A short story, and a pattern I want you to recognize:

A few years ago somebody sent a letter into a local paper asking, why do groups of Ethiopian men stand around outside every evening, I'm white and anxious and I don't think like it, what's that about then. And to their credit, the paper did the legwork and replied "In that community, people don't just rush straight home after work; they meet friends, talk about their day, share community news, talk politics, local and back home ..."

After elaborating that the author had the wit to say, maybe the question isn't, why do they do this. Maybe the real question we should be asking is, why aren't the rest of us doing the same.

I think about that a lot. especially when - after we've been through decades of relentless government penury and abdication of responsibility around social and societal infrastructure - politicians start talking about social isolation as a dog whistle for xenophobia.

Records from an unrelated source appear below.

PR #68, opened 2026-06-09
feat(deploy): publish openfilter-mcp Helm chart to Docker Hub OCI (DT-166)

stwilt:
## Summary
- Add a CI workflow that packages the openfilter-mcp Helm chart and `helm push`es it to `oci://registry-1.docker.io/plainsightai` on every `v*.*.*` tag, version-pinned from the tag.
- Gives external users a public `helm install` path; previously only the image published to Docker Hub, the chart had no public distribution.
- Refresh the stale Chart.yaml comment to reflect the gitops ArgoCD Image Updater bump source and the new OCI publish path.

## Changes
- `.github/workflows/publish-chart.yaml`: new standalone workflow (`publish-chart` job) — checkout, setup-helm, registry login, `helm package`, `helm push`. `--version`/`--app-version` derived from `${GITHUB_REF_NAME#v}`. No chart dependencies, so no `helm dependency update` step.
- `deployment/openfilter-mcp/Chart.yaml`: reword the image.tag/appVersion comment.

## Test plan
- [x] `helm lint deployment/openfilter-mcp` passes (0 charts failed).
- [x] `helm package deployment/openfilter-mcp --version 0.1.0 --app-version 0.1.0` succeeds locally.
- [x] Workflow YAML parses.
- [ ] Verify `DOCKERHUB_ACCESS_TOKEN` secret exists in the openfilter-mcp repo (could not list secrets; opfc has it).

[DT-166](https://plainsight-ai.atlassian.net/browse/DT-166)

[DT-166]: https://plainsight-ai.atlassian.net/browse/DT-166?atlOrigin=eyJpIjoiNWRkNTljNzYxNjVmNDY3MDlhMDU5Y2ZhYzA5YTRkZjUiLCJwIjoiZ2l0aHViLWNvbS1KU1cifQ

### DIFF
--- a/.github/workflows/publish-chart.yaml
+++ b/.github/workflows/publish-chart.yaml
@@ -4,33 +4,60 @@ on:
   push:
     tags: ["v*.*.*"]
 
+# Serialize per-tag so a re-run (or delete+repush) can't race a prior publish.
+# cancel-in-progress: false — never abort an in-flight push to the public registry.
+concurrency:
+  group: publish-chart-${{ github.ref }}
+  cancel-in-progress: false
+
 env:
   DOCKERHUB_USERNAME: plainsightai
 
 jobs:
   publish-chart:
-    if: startsWith(github.ref, 'refs/tags/v')
     runs-on: ubuntu-latest
     permissions:
       contents: read
     steps:
       - uses: actions/checkout@v6
 
+      # The tag glob (v*.*.*) is laxer than semver: it matches v1.2.3-rc1,
+      # v1.2.3+build.4, vDEV.test.x, four-part v0.1.0.1, and shell-metachar
+      # tags. Validate strictly before the version is ever interpolated, and
+      # publish stable releases only (no pre-release / build metadata).
       - id: version
-        run: echo "version=${GITHUB_REF_NAME#v}" >> "$GITHUB_OUTPUT"
+        run: |
+          ref="$GITHUB_REF_NAME"
+          if [[ ! "$ref" =~ ^v[0-9]+\.[0-9]+\.[0-9]+$ ]]; then
+            echo "::error::Tag '$ref' is not a stable semver tag (vMAJOR.MINOR.PATCH); refusing to publish." >&2
+            exit 1
+          fi
+          echo "version=${ref#v}" >> "$GITHUB_OUTPUT"
 
       - uses: azure/setup-helm@v5
 
+      - name: Lint and render chart
+        run: |
+          helm lint deployment/openfilter-mcp
+          helm template deployment/openfilter-mcp >/dev/null
+
       - name: Log in to DockerHub (Helm OCI)
-        run: echo "${{ secrets.DOCKERHUB_ACCESS_TOKEN }}" | helm registry login registry-1.docker.io -u ${{ env.DOCKERHUB_USERNAME }} --password-stdin
+        env:
+          DOCKERHUB_TOKEN: ${{ secrets.DOCKERHUB_ACCESS_TOKEN }}
+        run: echo "$DOCKERHUB_TOKEN" | helm registry login registry-1.docker.io -u "$DOCKERHUB_USERNAME" --password-stdin
 
       - name: Package Helm chart
+        env:
+          VERSION: ${{ steps.version.outputs.version }}
         run: |
           helm package deployment/openfilter-mcp \
-            --version ${{ steps.version.outputs.version }} \
-            --app-version ${{ steps.version.outputs.version }}
+            --version "$VERSION" \
+            --app-version "$VERSION" \
+            --destination .
 
       - name: Push Helm chart to DockerHub OCI
+        env:
+          VERSION: ${{ steps.version.outputs.version }}
         run: |
-          helm push openfilter-mcp-${{ steps.version.outputs.version }}.tgz \
+          helm push "openfilter-mcp-${VERSION}.tgz" \
             oci://registry-1.docker.io/plainsightai
--- a/.github/workflows/publish-chart.yaml
+++ b/.github/workflows/publish-chart.yaml
@@ -1,0 +1,36 @@
+name: Publish Helm chart to Docker Hub OCI
+
+on:
+  push:
+    tags: ["v*.*.*"]
+
+env:
+  DOCKERHUB_USERNAME: plainsightai
+
+jobs:
+  publish-chart:
+    if: startsWith(github.ref, 'refs/tags/v')
+    runs-on: ubuntu-latest
+    permissions:
+      contents: read
+    steps:
+      - uses: actions/checkout@v6
+
+      - id: version
+        run: echo "version=${GITHUB_REF_NAME#v}" >> "$GITHUB_OUTPUT"
+
+      - uses: azure/setup-helm@v5
+
+      - name: Log in to DockerHub (Helm OCI)
+        run: echo "${{ secrets.DOCKERHUB_ACCESS_TOKEN }}" | helm registry login registry-1.docker.io -u ${{ env.DOCKERHUB_USERNAME }} --password-stdin
+
+      - name: Package Helm chart
+        run: |
+          helm package deployment/openfilter-mcp \
+            --version ${{ steps.version.outputs.version }} \
+            --app-version ${{ steps.version.outputs.version }}
+
+      - name: Push Helm chart to DockerHub OCI
+        run: |
+          helm push openfilter-mcp-${{ steps.version.outputs.version }}.tgz \
+            oci://registry-1.docker.io/plainsightai
--- a/deployment/openfilter-mcp/Chart.yaml
+++ b/deployment/openfilter-mcp/Chart.yaml
@@ -7,4 +7,7 @@ version: 0.1.0
 # per-environment by gitops's ArgoCD Image Updater, which writes
 # applications/openfilter-mcp/image-tag.yaml; appVersion is pinned so it
 # doesn't lag behind and ship a misleading app.kubernetes.io/version label.
+# This chart is also published to oci://registry-1.docker.io/plainsightai on
+# every v*.*.* tag (.github/workflows/publish-chart.yaml) so external users can
+# `helm install`; at package time --version/--app-version are set from the tag.
 appVersion: "0.0.0"


.github/workflows/publish-chart.yaml
```diff
@@ -0,0 +1,36 @@
+name: Publish Helm chart to Docker Hub OCI
+
+on:
+  push:
+    tags: ["v*.*.*"]
```
lucasmundim, line 5: Glob is laxer than semver: it matches `v1.2.3-rc1`, `v1.2.3+build.4`, `vDEV.test.x`, and even four-part `v0.1.0.1`. Any of those will publish a chart to the public OCI registry — including RCs as if they were stable. Consider tightening the trigger or adding an explicit semver regex check on `GITHUB_REF_NAME` as the first step.

lucasmundim (commented):
Drive-by review on the publish workflow — a handful of script-injection and hardening concerns plus a few cleanups before this goes live on tag pushes.

.github/workflows/publish-chart.yaml
```diff
@@ -0,0 +1,36 @@
...
+
+env:
+  DOCKERHUB_USERNAME: plainsightai
+
+jobs:
+  publish-chart:
+    if: startsWith(github.ref, 'refs/tags/v')
```
lucasmundim: Redundant with `on.push.tags: ["v*.*.*"]`, and laxer than the trigger (would accept `vfoo`). Worse, a future reader may assume this `if` validates the tag — it doesn't, and an injected tag like `v0.0.1;rm -rf $HOME` still satisfies `startsWith`. Either drop it or replace with a real semver regex match.

.github/workflows/publish-chart.yaml
```diff
@@ -0,0 +1,36 @@
...
+    runs-on: ubuntu-latest
+    permissions:
+      contents: read
+    steps:
+      - uses: actions/checkout@v6
```
lucasmundim, line 22: Two issues with the third-party pins on this line and line 22 (`azure/setup-helm@v5`):

- **Mutable major-tag pins in a credential-handling workflow.** A compromise of either action (cf. `tj-actions/changed-files` Mar 2025) gives the attacker the DockerHub PAT. GitHub's hardening guide recommends SHA pinning + Dependabot for credentialed workflows.
- **Inconsistent with the rest of the repo,** which uses `actions/checkout@v4` and `azure/setup-helm@v4`. Either bump the others or align this workflow.

.github/workflows/publish-chart.yaml
```diff
@@ -0,0 +1,36 @@
...
+
+      - id: version
+        run: echo "version=${GITHUB_REF_NAME#v}" >> "$GITHUB_OUTPUT"
+
+      - uses: azure/setup-helm@v5
+
+      - name: Log in to DockerHub (Helm OCI)
+        run: echo "${{ secrets.DOCKERHUB_ACCESS_TOKEN }}" | helm registry login registry-1.docker.io -u ${{ env.DOCKERHUB_USERNAME }} --password-stdin
```
lucasmundim: Two concerns on this line:

- **Secret interpolated into a `run:` block.** GitHub expands `${{ secrets.* }}` into the rendered shell script before bash sees it. If the token ever contains `$`, backticks, `\`, or an unbalanced quote (today or after rotation), the runner either executes injected commands or hands `helm` a corrupted password and may emit fragments in diagnostic logs that bypass masking. Canonical fix:
  ```yaml
  env:
    DOCKERHUB_TOKEN: ${{ secrets.DOCKERHUB_ACCESS_TOKEN }}
  run: echo "$DOCKERHUB_TOKEN" | helm registry login registry-1.docker.io -u "$DOCKERHUB_USERNAME" --password-stdin
  ```
- **Secret may not exist in this repo.** The PR description already flags this as unverified; the existing DockerHub publishing in `cloudbuild.yaml` uses GCP Secret Manager, so there's no GitHub-side `DOCKERHUB_ACCESS_TOKEN` today. First `v*.*.*` tag will fail at login with an empty password and an opaque 401. Worth confirming/creating before merge.

.github/workflows/publish-chart.yaml
```diff
@@ -0,0 +1,36 @@
...
+
+      - name: Package Helm chart
+        run: |
+          helm package deployment/openfilter-mcp \
```
lucasmundim, line 53: Two cleanups for this step:

- **No validation before publish.** `helm package` does not run lint or render templates, so a broken `templates/*.yaml` still packages cleanly and ships to the public registry — and once a bad version is in DockerHub OCI, removing it requires admin help. Add `helm lint deployment/openfilter-mcp` (and ideally `helm template`) before package.
- **Implicit CWD for output.** No `--destination`, so the `.tgz` lands in the repo root and the push step assumes it. Works today, but fragile to any future `defaults.run.working-directory` change. Either set `--destination .` explicitly or capture the package path from `helm package`'s stdout.

.github/workflows/publish-chart.yaml
```diff
@@ -0,0 +1,36 @@
...
+            --version ${{ steps.version.outputs.version }} \
```
lucasmundim: **Tag-name script injection.** The version output is derived from `GITHUB_REF_NAME` with only the leading `v` stripped — no semver validation. Git's ref-format rules permit `;`, `&`, `|`, `$`, `(`, `)`, backticks, `\`, etc. A maintainer with push-tag rights (or a compromised PAT) pushing a tag like `v1.0.0$(curl -d @$HOME/.docker/config.json evil.tld)` would execute arbitrary commands on the runner *after* DockerHub credentials are loaded into `~/.docker/config.json`. Fix: pass through `env:` and reference `"$VERSION"`, plus a semver regex guard.

.github/workflows/publish-chart.yaml
```diff
@@ -0,0 +1,36 @@
...
+            --app-version ${{ steps.version.outputs.version }}
+
+      - name: Push Helm chart to DockerHub OCI
+        run: |
+          helm push openfilter-mcp-${{ steps.version.outputs.version }}.tgz \
```
lucasmundim: Same tag-name injection as the package step on line 30 — same fix. Even without RCE, exotic-but-valid tag characters (`..`, `/`, leading `-`) can cause the chart to be pushed under an attacker-shaped OCI path inside `plainsightai/`.

.github/workflows/publish-chart.yaml
```diff
@@ -0,0 +1,36 @@
...
+            oci://registry-1.docker.io/plainsightai
```
lucasmundim, line 63: Re-running the workflow for an existing tag silently overwrites the published chart — DockerHub OCI doesn't refuse existing tags by default. A hotfix re-run for `v1.2.3` (or a tag delete+repush) replaces `openfilter-mcp:1.2.3` in-place, breaking immutability for downstream `helm install` users who pinned by version. Consider failing fast if the tag already exists in OCI, or adding `concurrency:` with `cancel-in-progress: false`.

.github/workflows/publish-chart.yaml
stwilt: Added a strict semver guard ([`.github/workflows/publish-chart.yaml` L28-L35](https://github.com/PlainsightAI/openfilter-mcp/blob/42eb4943aa69dee3c89053483a1792d7c3d93c55/.github/workflows/publish-chart.yaml#L28-L35)) that fails before any interpolation — rejects RCs, build metadata, four-part and shell-metachar tags; stable releases only.

.github/workflows/publish-chart.yaml
stwilt: Dropped the redundant `if: startsWith(...)` job guard — the `tags: [v*.*.*]` trigger plus the semver regex ([`.github/workflows/publish-chart.yaml` L31](https://github.com/PlainsightAI/openfilter-mcp/blob/42eb4943aa69dee3c89053483a1792d7c3d93c55/.github/workflows/publish-chart.yaml#L31)) cover it.

.github/workflows/publish-chart.yaml
stwilt: Kept current-latest `actions/checkout@v6` ([`.github/workflows/publish-chart.yaml` L22](https://github.com/PlainsightAI/openfilter-mcp/blob/42eb4943aa69dee3c89053483a1792d7c3d93c55/.github/workflows/publish-chart.yaml#L22)) and `azure/setup-helm@v5` ([`.github/workflows/publish-chart.yaml` L37](https://github.com/PlainsightAI/openfilter-mcp/blob/42eb4943aa69dee3c89053483a1792d7c3d93c55/.github/workflows/publish-chart.yaml#L37)) rather than aligning *down* to the repo's stale `@v4` — this is a credentialed workflow where action currency matters; the older `@v4` pins elsewhere are what should bump (happy to file a follow-up).

.github/workflows/publish-chart.yaml
stwilt: Token now passed via `env:` and referenced as `$DOCKERHUB_TOKEN` ([`.github/workflows/publish-chart.yaml` L46-L47](https://github.com/PlainsightAI/openfilter-mcp/blob/42eb4943aa69dee3c89053483a1792d7c3d93c55/.github/workflows/publish-chart.yaml#L46-L47)), never interpolated into the rendered run script. On existence: `DOCKERHUB_ACCESS_TOKEN` is an existing org-level secret used across the org's release workflows — confirming its visibility scope reaches this public repo before merge.

.github/workflows/publish-chart.yaml
stwilt: Added `helm lint` + `helm template` before package ([`.github/workflows/publish-chart.yaml` L39-L42](https://github.com/PlainsightAI/openfilter-mcp/blob/42eb4943aa69dee3c89053483a1792d7c3d93c55/.github/workflows/publish-chart.yaml#L39-L42)) and an explicit `--destination .` ([`.github/workflows/publish-chart.yaml` L56](https://github.com/PlainsightAI/openfilter-mcp/blob/42eb4943aa69dee3c89053483a1792d7c3d93c55/.github/workflows/publish-chart.yaml#L56)).

.github/workflows/publish-chart.yaml
stwilt: VERSION is derived in the guarded step and passed via `env: VERSION` ([`.github/workflows/publish-chart.yaml` L50-L56](https://github.com/PlainsightAI/openfilter-mcp/blob/42eb4943aa69dee3c89053483a1792d7c3d93c55/.github/workflows/publish-chart.yaml#L50-L56)), referenced as `"$VERSION"`.

.github/workflows/publish-chart.yaml
stwilt: Same `$VERSION` env-var treatment on the push step ([`.github/workflows/publish-chart.yaml` L59-L63](https://github.com/PlainsightAI/openfilter-mcp/blob/42eb4943aa69dee3c89053483a1792d7c3d93c55/.github/workflows/publish-chart.yaml#L59-L63)).

.github/workflows/publish-chart.yaml
stwilt: Added a per-tag `concurrency` group with `cancel-in-progress: false` ([`.github/workflows/publish-chart.yaml` L9-L11](https://github.com/PlainsightAI/openfilter-mcp/blob/42eb4943aa69dee3c89053483a1792d7c3d93c55/.github/workflows/publish-chart.yaml#L9-L11)).

lucasmundim (approved):
LGTM — all items from the prior review are addressed.

lucasmundim (approved):
Re-review after rebase: the two changed files are byte-identical to the previously approved state (42eb494) — the force-push was a clean rebase onto main. All prior review items remain addressed and CI is green. Re-approving.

https://theconversation.com/britain-is-already-becoming-an-island-of-strangers-but-immigration-isnt-the-driver-256724

Britain is already becoming an ‘island of strangers’ – but immigration isn’t the driver

Keir Starmer is right to highlight the decline of social cohesion, but wrong about the reasons for it.

The Conversation

In the UK they called it "austerity", I think because of the British total cultural commitment to describing self-inflicted misery in terms of ennobling character traits and nationalist pride, but it's the same neglect all over: when was the last time anyone near you broke ground on a community center?

Not a shopping mall or coffee shop, but an actual third-space you can just go and hang out if you want for no reason, not need to pay anything, community center?

You can't remember, can you?

And that's the pattern.

Neglect and ignore that "the public good" means public social infrastructure and public social spaces, for decades, and then point at anyone who's trying to do what they can with the approximately nothing they have to make their cities and communities more real, more connected, more beautiful - Ethiopian corner conversations, Caribbean barbecues in parks, teenagers with spraypaint turning bare concrete into art, the list is endless - and blame them for the decay.

We need to recognize this pattern and understand, in our bones, what it means: that when you see somebody blaming immigrants or teenagers or _literally anyone else_ for social failures in a society, when they have their hands on the levers of _the most powerful social institutions of that society_, what we should all be seeing is somebody who either absolutely sucks at their job or doesn't think solving those problems should be their job or just doesn't want to. Malice, incompetence or both.

Malice, incompetence, both, doesn’t matter; bigotry and incompetence go hand in hand everywhere and always have. People whose bigotries keep them from doing their jobs are just people who can’t do their jobs and people who can’t do their jobs shouldn’t get to keep them.

(Thread collected here: https://exple.tive.org/blarg/2025/05/24/faultlines/ )

Faultlines | blarg

@mhoye What was that you were just saying about “moral cowardice and unreliability go hand in hand” a moment ago?
@mhoye Brilliant thread. Powerful elites have long used powerless scapegoats to keep the public divided and distracted; they give us culture war so we won't give them class war.
@mhoye "there's no such thing as society, only individuals" had infinite roaches hiding under it

@mhoye I'm watching the new series of Clarkson's Farm - and yes while he's generally an arse, I think some humanity sometimes shines through him - and in this series he's talking up about the loneliness epidemic in farming and rural areas.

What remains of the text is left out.